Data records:
****************************************
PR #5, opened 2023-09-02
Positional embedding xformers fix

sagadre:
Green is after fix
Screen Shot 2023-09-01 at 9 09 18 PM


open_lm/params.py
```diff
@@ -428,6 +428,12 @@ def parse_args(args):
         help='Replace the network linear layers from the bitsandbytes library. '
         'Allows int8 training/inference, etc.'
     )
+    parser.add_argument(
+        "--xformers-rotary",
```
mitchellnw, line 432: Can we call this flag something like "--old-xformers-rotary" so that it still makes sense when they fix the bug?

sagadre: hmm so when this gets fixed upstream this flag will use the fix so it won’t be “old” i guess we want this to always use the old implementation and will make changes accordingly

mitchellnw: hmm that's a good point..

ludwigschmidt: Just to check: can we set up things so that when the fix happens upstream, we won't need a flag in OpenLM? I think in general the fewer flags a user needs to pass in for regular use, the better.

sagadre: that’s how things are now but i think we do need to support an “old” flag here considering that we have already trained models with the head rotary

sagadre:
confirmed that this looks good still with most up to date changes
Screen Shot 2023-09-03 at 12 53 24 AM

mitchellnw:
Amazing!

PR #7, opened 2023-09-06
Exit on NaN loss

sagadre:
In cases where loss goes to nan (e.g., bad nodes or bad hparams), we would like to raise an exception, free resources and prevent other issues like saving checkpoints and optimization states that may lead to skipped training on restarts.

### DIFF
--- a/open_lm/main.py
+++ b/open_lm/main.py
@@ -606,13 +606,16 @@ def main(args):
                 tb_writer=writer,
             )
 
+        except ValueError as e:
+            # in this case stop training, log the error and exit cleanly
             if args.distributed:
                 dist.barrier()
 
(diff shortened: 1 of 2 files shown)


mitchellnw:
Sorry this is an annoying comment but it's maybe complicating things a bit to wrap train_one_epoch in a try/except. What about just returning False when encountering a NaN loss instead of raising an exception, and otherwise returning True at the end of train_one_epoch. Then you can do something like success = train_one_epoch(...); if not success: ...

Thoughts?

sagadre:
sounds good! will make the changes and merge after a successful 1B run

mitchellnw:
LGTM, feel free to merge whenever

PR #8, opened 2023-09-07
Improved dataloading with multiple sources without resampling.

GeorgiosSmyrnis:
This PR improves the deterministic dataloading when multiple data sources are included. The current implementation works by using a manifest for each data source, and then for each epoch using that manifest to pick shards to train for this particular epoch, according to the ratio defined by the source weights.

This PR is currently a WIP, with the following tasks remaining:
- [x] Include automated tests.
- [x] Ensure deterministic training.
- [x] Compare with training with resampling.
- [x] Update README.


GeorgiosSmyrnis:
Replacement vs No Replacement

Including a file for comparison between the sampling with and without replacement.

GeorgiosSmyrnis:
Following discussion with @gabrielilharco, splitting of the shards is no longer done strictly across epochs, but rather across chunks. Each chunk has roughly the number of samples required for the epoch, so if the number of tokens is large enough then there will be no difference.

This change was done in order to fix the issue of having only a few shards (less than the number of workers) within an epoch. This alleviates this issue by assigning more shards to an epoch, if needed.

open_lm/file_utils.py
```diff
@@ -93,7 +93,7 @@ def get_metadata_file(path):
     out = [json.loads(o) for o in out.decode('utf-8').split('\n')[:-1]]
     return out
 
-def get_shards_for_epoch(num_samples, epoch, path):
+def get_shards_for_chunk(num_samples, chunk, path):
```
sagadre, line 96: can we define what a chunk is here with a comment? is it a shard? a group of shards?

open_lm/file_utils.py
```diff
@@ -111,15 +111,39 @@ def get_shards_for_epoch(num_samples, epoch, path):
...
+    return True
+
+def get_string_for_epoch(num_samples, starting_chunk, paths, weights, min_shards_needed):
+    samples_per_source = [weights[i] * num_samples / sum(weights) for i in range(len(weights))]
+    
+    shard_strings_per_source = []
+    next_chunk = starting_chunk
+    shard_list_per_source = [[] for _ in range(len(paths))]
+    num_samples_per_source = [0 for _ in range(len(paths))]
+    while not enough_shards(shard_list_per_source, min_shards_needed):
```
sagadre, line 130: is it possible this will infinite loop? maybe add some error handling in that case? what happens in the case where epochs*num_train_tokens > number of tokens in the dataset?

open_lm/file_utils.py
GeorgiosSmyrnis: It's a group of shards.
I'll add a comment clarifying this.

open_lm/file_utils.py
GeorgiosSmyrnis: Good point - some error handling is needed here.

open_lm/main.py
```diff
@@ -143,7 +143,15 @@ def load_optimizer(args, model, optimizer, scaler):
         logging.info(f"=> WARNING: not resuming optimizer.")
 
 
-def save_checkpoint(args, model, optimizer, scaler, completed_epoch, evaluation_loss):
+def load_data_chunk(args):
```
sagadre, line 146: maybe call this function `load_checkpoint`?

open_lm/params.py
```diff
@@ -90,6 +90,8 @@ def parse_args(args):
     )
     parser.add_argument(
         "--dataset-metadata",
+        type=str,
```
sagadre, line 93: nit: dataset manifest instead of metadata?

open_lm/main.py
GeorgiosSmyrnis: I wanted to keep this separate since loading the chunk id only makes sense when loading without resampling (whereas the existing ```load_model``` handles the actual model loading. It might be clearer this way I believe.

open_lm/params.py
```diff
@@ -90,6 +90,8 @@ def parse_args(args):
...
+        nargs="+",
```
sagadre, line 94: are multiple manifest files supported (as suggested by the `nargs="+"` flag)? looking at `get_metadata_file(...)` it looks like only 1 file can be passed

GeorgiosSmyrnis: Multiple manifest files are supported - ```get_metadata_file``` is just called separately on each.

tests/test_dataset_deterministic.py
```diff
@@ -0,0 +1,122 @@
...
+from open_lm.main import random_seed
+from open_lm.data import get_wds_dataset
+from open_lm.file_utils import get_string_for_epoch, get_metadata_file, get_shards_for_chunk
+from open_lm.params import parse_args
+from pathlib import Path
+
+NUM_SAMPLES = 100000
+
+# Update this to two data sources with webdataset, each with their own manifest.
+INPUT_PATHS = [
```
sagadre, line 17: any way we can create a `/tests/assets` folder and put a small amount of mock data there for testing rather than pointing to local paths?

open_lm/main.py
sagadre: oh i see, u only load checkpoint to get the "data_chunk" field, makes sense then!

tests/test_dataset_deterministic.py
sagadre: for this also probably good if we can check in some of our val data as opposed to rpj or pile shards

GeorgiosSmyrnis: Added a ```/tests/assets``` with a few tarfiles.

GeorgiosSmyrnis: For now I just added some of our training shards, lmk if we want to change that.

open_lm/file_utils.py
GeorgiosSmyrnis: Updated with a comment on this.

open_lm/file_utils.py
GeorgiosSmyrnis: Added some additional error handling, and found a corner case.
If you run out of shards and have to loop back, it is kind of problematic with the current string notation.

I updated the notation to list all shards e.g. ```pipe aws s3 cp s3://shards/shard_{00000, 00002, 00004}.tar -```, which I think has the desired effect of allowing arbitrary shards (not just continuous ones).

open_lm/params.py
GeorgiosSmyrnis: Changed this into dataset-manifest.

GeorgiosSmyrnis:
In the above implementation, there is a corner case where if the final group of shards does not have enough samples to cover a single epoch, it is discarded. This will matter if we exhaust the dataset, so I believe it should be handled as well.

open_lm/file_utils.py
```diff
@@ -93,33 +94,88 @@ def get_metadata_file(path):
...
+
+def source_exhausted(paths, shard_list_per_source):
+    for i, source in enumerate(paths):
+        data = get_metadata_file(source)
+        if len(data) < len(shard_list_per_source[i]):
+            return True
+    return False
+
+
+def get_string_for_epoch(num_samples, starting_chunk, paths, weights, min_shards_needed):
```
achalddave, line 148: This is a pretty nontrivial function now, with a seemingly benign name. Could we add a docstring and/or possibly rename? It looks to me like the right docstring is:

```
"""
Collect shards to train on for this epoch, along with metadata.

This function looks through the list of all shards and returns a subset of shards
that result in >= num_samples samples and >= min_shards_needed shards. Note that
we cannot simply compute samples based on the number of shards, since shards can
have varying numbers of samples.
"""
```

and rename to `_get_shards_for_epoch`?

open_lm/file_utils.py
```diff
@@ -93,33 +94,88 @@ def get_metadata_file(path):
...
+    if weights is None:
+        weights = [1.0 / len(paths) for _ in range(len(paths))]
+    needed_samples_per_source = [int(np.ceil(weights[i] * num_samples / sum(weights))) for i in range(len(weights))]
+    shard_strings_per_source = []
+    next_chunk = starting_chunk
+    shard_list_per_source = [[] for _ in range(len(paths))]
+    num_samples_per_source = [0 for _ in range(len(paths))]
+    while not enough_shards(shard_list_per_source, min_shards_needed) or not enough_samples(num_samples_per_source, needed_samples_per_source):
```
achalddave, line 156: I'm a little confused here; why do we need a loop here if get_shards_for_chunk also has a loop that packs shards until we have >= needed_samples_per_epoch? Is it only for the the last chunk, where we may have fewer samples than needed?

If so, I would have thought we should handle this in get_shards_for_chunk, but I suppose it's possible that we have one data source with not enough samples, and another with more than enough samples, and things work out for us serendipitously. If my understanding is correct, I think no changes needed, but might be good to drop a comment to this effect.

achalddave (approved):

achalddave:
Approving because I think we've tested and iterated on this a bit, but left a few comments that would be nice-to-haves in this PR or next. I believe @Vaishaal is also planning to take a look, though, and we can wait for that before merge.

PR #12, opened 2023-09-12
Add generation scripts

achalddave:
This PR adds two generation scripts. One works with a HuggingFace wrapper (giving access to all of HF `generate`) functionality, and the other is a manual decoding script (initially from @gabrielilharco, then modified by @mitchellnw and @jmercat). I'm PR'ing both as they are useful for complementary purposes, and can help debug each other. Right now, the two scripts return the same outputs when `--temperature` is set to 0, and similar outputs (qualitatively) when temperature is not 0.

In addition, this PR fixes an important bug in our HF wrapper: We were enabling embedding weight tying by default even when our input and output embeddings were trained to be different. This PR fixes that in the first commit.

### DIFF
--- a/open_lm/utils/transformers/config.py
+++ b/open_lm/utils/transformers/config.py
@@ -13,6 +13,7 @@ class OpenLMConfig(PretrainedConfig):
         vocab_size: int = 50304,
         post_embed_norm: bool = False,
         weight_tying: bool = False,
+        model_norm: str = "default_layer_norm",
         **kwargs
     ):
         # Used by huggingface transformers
****************************************
Aim of the task: Your answer must be the lines from the one containing "PR #12, opened 2023-09-12" through the last line of the entries, copied exactly, with no other lines.

Output:
PR #12, opened 2023-09-12
Add generation scripts

achalddave:
This PR adds two generation scripts. One works with a HuggingFace wrapper (giving access to all of HF `generate`) functionality, and the other is a manual decoding script (initially from @gabrielilharco, then modified by @mitchellnw and @jmercat). I'm PR'ing both as they are useful for complementary purposes, and can help debug each other. Right now, the two scripts return the same outputs when `--temperature` is set to 0, and similar outputs (qualitatively) when temperature is not 0.

In addition, this PR fixes an important bug in our HF wrapper: We were enabling embedding weight tying by default even when our input and output embeddings were trained to be different. This PR fixes that in the first commit.

### DIFF
--- a/open_lm/utils/transformers/config.py
+++ b/open_lm/utils/transformers/config.py
@@ -13,6 +13,7 @@ class OpenLMConfig(PretrainedConfig):
         vocab_size: int = 50304,
         post_embed_norm: bool = False,
         weight_tying: bool = False,
+        model_norm: str = "default_layer_norm",
         **kwargs
     ):
         # Used by huggingface transformers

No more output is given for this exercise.